All the steps were carried out at 4 °C. Purified GSEC1B or GSEC1B-Aβ46 complex at a concentration of 0.7–1.5 mg/ml was diluted with a solution containing 10% CHAPSO and 1.67% DLPC to a final concentration of 1.2 mM POPC and 2.4 mM DLPC and the solution was stirred for 30 min. MSP1D1 was added to the solution to obtain the MSP:POPC:DLPC molar ratio of 1:60:80 and the solution was stirred for 1 h. Reconstitution of nanodiscs was achieved upon detergent adsorption by Bio-Beads SM-2 resin (Bio-Rad) which was added in three batches, 0.25 g/ml each, and the protein solution was incubated while stirring for 1 h after the first batch, overnight after the second, and 1 h after the third. Nanodiscs were collected from the tube by centrifugation after puncturing the bottom of the tube. The reconstituted GSEC1B in nanodiscs was separated from empty nanodiscs by size exclusion chromatography using a Superdex 200 Increase column (Cytiva) in SEC buffer (10 mM PIPES pH 7.4, 100 mM NaCl). SDS-PAGE and silver staining (Pierce silver stain kit; Thermo Scientific) were used to assess the contents of the fractions.
Peak fractions containing GSEC1B were concentrated to 0.04–0.1 mg/ml using a 100 kDa MWCO Amicon Ultra centrifuge filter (Millipore).
GSEC1B and GSEC1BD257A purified in CHAPSO and reconstituted into nanodiscs were resolved by SDS-PAGE in a 4–12% Bis-Tris NuPAGE gel (ThermoScientific) and transferred to a nitrocellulose membrane. The following primary antibodies and dilutions were used for immunoblotting: anti-NCT (BD Biosciences Cat# 612290, RRID:AB_399607) 1 in 2000, anti-PSEN1NTF (Millipore Cat# MAB1563, RRID:AB_11215630) 1 in 1000, anti-PSEN1CTF (Cell Signalling Technology Cat# 5643, RRID:AB_10706356) 1 in 1000, anti-APH-1B (B78; kindly provided by prof.

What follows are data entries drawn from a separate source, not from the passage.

Issue #682, opened 2024-03-30
Rate limiting can be bypassed with a spoofed ip


nickjamesio:
First off, thanks for creating the epic stack! I'm learning about rate limiting so I thought I'd use epic-stack for reference. While looking over the repo, these two lines caught my attention: 

- https://github.com/epicweb-dev/epic-stack/blob/800022dae82530dd48ef0ba35abe666eac1c619e/server/index.ts#L152
- https://github.com/epicweb-dev/epic-stack/blob/800022dae82530dd48ef0ba35abe666eac1c619e/server/index.ts#L39

I was curious to see if it is indeed impossible to spoof `X-Forwarded-For`. I came across this forum post https://community.fly.io/t/recommended-setting-for-trust-proxy-on-express/6346 and I tried the curl request they provided and it looks like you can indeed spoof `X-Forwarded-For`.

Request for spoofing IP
`curl -sv\
    -H "Host: injected.host"\
    -H "X-Forwarded-Proto: injected"\
    -H "X-Forwarded-For: 1.2.3.4"\
    -H "X-Forwarded-Port: 1234"\
    -H "X-Forwarded-Ssl: maybe"\
    https://debug.fly.dev/`

While looking at express-rate-limit, it looks like it uses `req.ip` as the unique identifier. See [here](https://github.com/express-rate-limit/express-rate-limit/blob/fe37463bb24269e1963c340da72f123158f4d4b6/source/lib.ts#L220)

The express docs have this to say about req.ip

> The [req.ip](https://expressjs.com/en/api.html#req.ip) and [req.ips](https://expressjs.com/en/api.html#req.ips) values are populated based on the socket address and X-Forwarded-For header, starting at the first untrusted address.

I ran the epic stack locally and I could indeed get past the rate limiting with a spoofed IP. See [this loom video](https://www.loom.com/share/8c61315930d74f4dbaa37423cee9f284)

Based on this info, I am pretty sure rate limiting can be bypassed when an epic stack application is hosted in fly.io I think one solution would be to use the `Fly-Client-Ip` header since it would appear that header cannot be spoofed.

kentcdodds:
Nice find! I welcome a PR to switch our implementation to use the `Fly-Client-Ip` header!

nickjamesio:
I will def work on it!

andrecasal:
Great work Nick!

nickjamesio:
[...]

PR #782, opened 2024-06-25
Use Fly-Client-Ip as rate limit key

nickjamesio:
The ip used for rate limiting can be spoofed as detailed here https://github.com/epicweb-dev/epic-stack/issues/682

### Test Plan
In the browser, submit to a protected route such as login to trigger the rate limit.
Use curl or Postman to submit to the login endpoint but attempt to override the Fly-Client-Ip header for each request. Rate limiting should still be triggered

### DIFF
--- a/server/index.ts
+++ b/server/index.ts
@@ -146,9 +146,14 @@ const rateLimitDefault = {
 	max: 1000 * maxMultiple,
 	standardHeaders: true,
 	legacyHeaders: false,
-	// Fly.io prevents spoofing of X-Forwarded-For
-	// so no need to validate the trustProxy config
 	validate: { trustProxy: false },
+	// Malicious users can spoof their IP address which means we should not deault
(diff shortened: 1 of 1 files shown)


nickjamesio:
I don't actually use the Epic stack and I had trouble deploying this to Fly to verify the fix :( This is the error I kept getting. 

```
Error: failed to fetch an image or build from source: error building: failed to receive status: rpc error: code = Unavailable desc = error reading from server: remote error: tls: bad record MAC
```
It still runs locally though. I copied some of the code I used so it should work. I'm hoping you can try it out in Fly

kentcdodds (approved):
Perfect. Thank you!

kentcdodds:
Could you fix the TypeScript issue?

nickjamesio:
> Could you fix the TypeScript issue?

Sure can! Fixing now

kentcdodds (approved):
Awesome, thank you!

Bart de Strooper) 1 in 1000, and anti-PEN-2 (Cell Signalling Technology Cat# 8598, RRID:AB_11127393) 1 in 500. The following secondary antibodies were used: goat anti-mouse IgG-HRP conjugate (Bio-Rad Cat# 1721011, RRID:AB_2617113) 1 in 10000, rabbit anti-rat IgG-HRP conjugate (Thermo Fisher Scientific Cat# 61-9520, RRID:AB_2533945) 1 in 2000, and goat anti-rabbit IgG-HRP conjugate (Bio-Rad Cat# 172-1019, RRID:AB_11125143) 1 in 10000. Blots were developed using Western Lightning Plus-ECL Enhanced Chemiluminescence Substrate (Perkin Elmer).
GSEC1B activity assays in nanodiscs
The activity assays were carried out at 37 °C in a Labcycler Gradient thermocycler (SensoQuest). Final buffer composition of the reactions was 25 mM PIPES, 150 mM NaCl, 0.025% DMSO. GSEC1A was expressed, purified, and reconstituted into nanodiscs as described above. Assays were carried out with 0.23 μM GSEC1A/GSEC1B/GSEC1BD257A and 2.5 μM Aβ46 for 24 h. Reactions were quenched by placing the assay tubes on ice and adding 10 μM inhibitor L-685,458 (Santa Cruz Biotechnology). De novo Aβ (37, 38, 40, 42) production was quantified by MSD ELISA as described previously52, and Aβ43 was quantified using Amyloid-beta (1-43) (FL) ELISA kit (IBL) according to the manufacturer’s instructions. The plots were generated using GraphPad Prism version 8.4.2.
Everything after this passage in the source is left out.